HS: I play in terms of, there's, it takes two people to do this. Somebody has to work on the arm that's cut off, that's what I worked on. Gary works on the arm that is still viable, and he knew that the, he had been with Harry Bunke, so he had learned how to put these vessels together, so I helped him put these vessels together. And then when the, like, nerves we could do. And the other thing, we only had a microscope that had one eyepiece. But the trouble was, the advantage I had, I was, with myopia, I could take my glasses off, and I could see the, see the vessels well enough to be of assistance, to get the things together. If you, you were not myopic, you couldn't do it without a microscope. But being myopic, I could do it with 'em. And so we were able to put these vessels together, the blood, at twelve o'clock, we let go of all the tourniquets and whatnot, our little clamps, and the arm pinked up, and we sat there just... that wasn't finished yet.
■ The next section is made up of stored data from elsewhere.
PR #466, opened 2020-09-23
Bug 1881210: desiredNodePortService: Add port 1936

Miciah:
#### `desiredRouterDeployment`: Fix comment on host ports

* `pkg/operator/controller/ingress/deployment.go` (`desiredRouterDeployment`): Mention that the deployment exposes port 1936 in addition to ports 80 and 443.

#### `desiredNodePortService`: Add port 1936

When creating the `NodePort`-type service for an ingresscontroller that specifies the `NodePortService` endpoint publishing strategy type, include a "metrics" port with port 1936 so that external load balancers can use the `/healthz/ready` endpoint.

* `pkg/operator/controller/ingress/nodeport_service.go` (`ensureNodePortService`): Pass an argument to `desiredNodePortService` to tell it not to add a "metrics" port if the service already exists and omits the port.
(`desiredNodePortService`): Add a `wantMetricsPort` parameter.  Add port 1936 to the service's ports spec if `wantMetricsPort` is true.
* `pkg/operator/controller/ingress/nodeport_service_test.go` (`TestDesiredNodePortService`): Add a test case where `wantMetricsPort` is true.  Verify that `desiredNodePortService` returns the expected service. (`TestNodePortServiceChanged`): Update the service used for tests to be consistent with what `desiredNodePortService` returns.
* `test/e2e/operator_test.go` (`TestNodePortServiceEndpointPublishingStrategy`): Verify that the operator creates the `NodePort`-type service with the expected ports.  Verify that the operator does not add the "metrics" port if it is is removed from the service.

### DIFF
--- a/pkg/operator/controller/ingress/nodeport_service.go
+++ b/pkg/operator/controller/ingress/nodeport_service.go
@@ -24,12 +24,29 @@ import (
 // indicating whether the NodePort service exists, the current NodePort service
 // if it does exist, and an error value.
 func (r *reconciler) ensureNodePortService(ic *operatorv1.IngressController, deploymentRef metav1.OwnerReference) (bool, *corev1.Service, error) {
-	wantService, desired := desiredNodePortService(ic, deploymentRef)
-
 	haveService, current, err := r.currentNodePortService(ic)
 	if err != nil {
 		return false, nil, err
 	}
+
+	// For compatibility, omit the "metrics" port iff the service already
+	// exists and doesn't have a "metrics" port.  This serves two purposes:
+	// (1) It avoids exhausting the nodeport range on upgrades if the
+	// cluster has many nodeport services and few available nodeports.
+	// (2) It enables the cluster administrator to remove the metrics port
+	// from an existing nodeport service to avoid exposing the port.
+	wantMetricsPort := false
+	if !haveService {
+		wantMetricsPort = true
+	} else {
+		for _, port := range current.Spec.Ports {
+			if port.Name == "metrics" {
+				wantMetricsPort = true
+			}
+		}
+	}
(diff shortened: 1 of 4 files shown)


sgreene570:
@Miciah do we want to revive this PR?

pkg/operator/controller/ingress/nodeport_service.go
```diff
@@ -24,13 +24,26 @@ import (
...
 func (r *reconciler) ensureNodePortService(ic *operatorv1.IngressController, deploymentRef metav1.OwnerReference) (bool, *corev1.Service, error) {
-	wantService, desired := desiredNodePortService(ic, deploymentRef)
-
 	haveService, current, err := r.currentNodePortService(ic)
 	if err != nil {
 		return false, nil, err
 	}
 
+	// For compatibility, omit the "metrics" port iff the service already
+	// exists and doesn't have a "metrics" port.
```
sgreene570, line 33: Could you add a comment here mentioning that this logic allows a user to remove the metrics port from the node port service (as discussed offline) ?

sgreene570:
> * `test/e2e/operator_test.go` (`TestNodePortServiceEndpointPublishingStrategy`): Verify that the operator creates the `NodePort`-type service with the expected ports.  Verify that the operator does not add the "metrics" port of it is is removed from the service.

Small commit message typo. "of it is removed" -> "if it is removed".

pkg/operator/controller/ingress/nodeport_service.go
Miciah: Added.  Thanks!

Miciah:
Updated per Steve's comments.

We hadn't still finished, we just got the blood vessel going. And the important thing was not only getting the blood vessel, blood in, that was the big, big thing that everybody concentrated on, but the important part was to get the blood out, to do the veins. And that was, that's where it required someone who had training to get the blood, to get those little veins put together. So we put together two or three veins.

TI: The veins were probably harder because there was less pressure, less...

HS: Well, the veins were harder 'cause the vessels are very fragile. They're like, what we did, I had worked with, in the lab before that, I had done that in the, in the early '60s, putting veins together for kidney transplant things. And it was like the other guy used to say to me, "Henry, this is like Scotch mist, you can hardly see it." And it, and it just... but the veins doesn't have pressure, so you could hold onto the pressure, get the clot to form there so it wouldn't leak through. But then you didn't want it to clot, you had to continually use heparin, and then we got them on aspirin. This kid today is, got a functioning arm. Not fully functional, but she can do a number of things with her arm. Of course, she's a farmer's wife, and she's still living in Alberta.

TI: Wow, what a story.

HS: It was, it was, but it was a series of --

TI: To the family, that must have felt like a miracle.

HS: Oh, yeah, it was a miracle. I mean, we got a lot of press from this. But it was something that because we were the first to do it officially, not only, we could show the kid, and she had her arm, and it was, the blood was going through there. The nerves had been all cut, of course, it was completely off. I have pictures of it just sitting, arm was sitting in a bucket, put it back on. Anyhow, it worked, and that was one of, one of our big achievements there, milestones.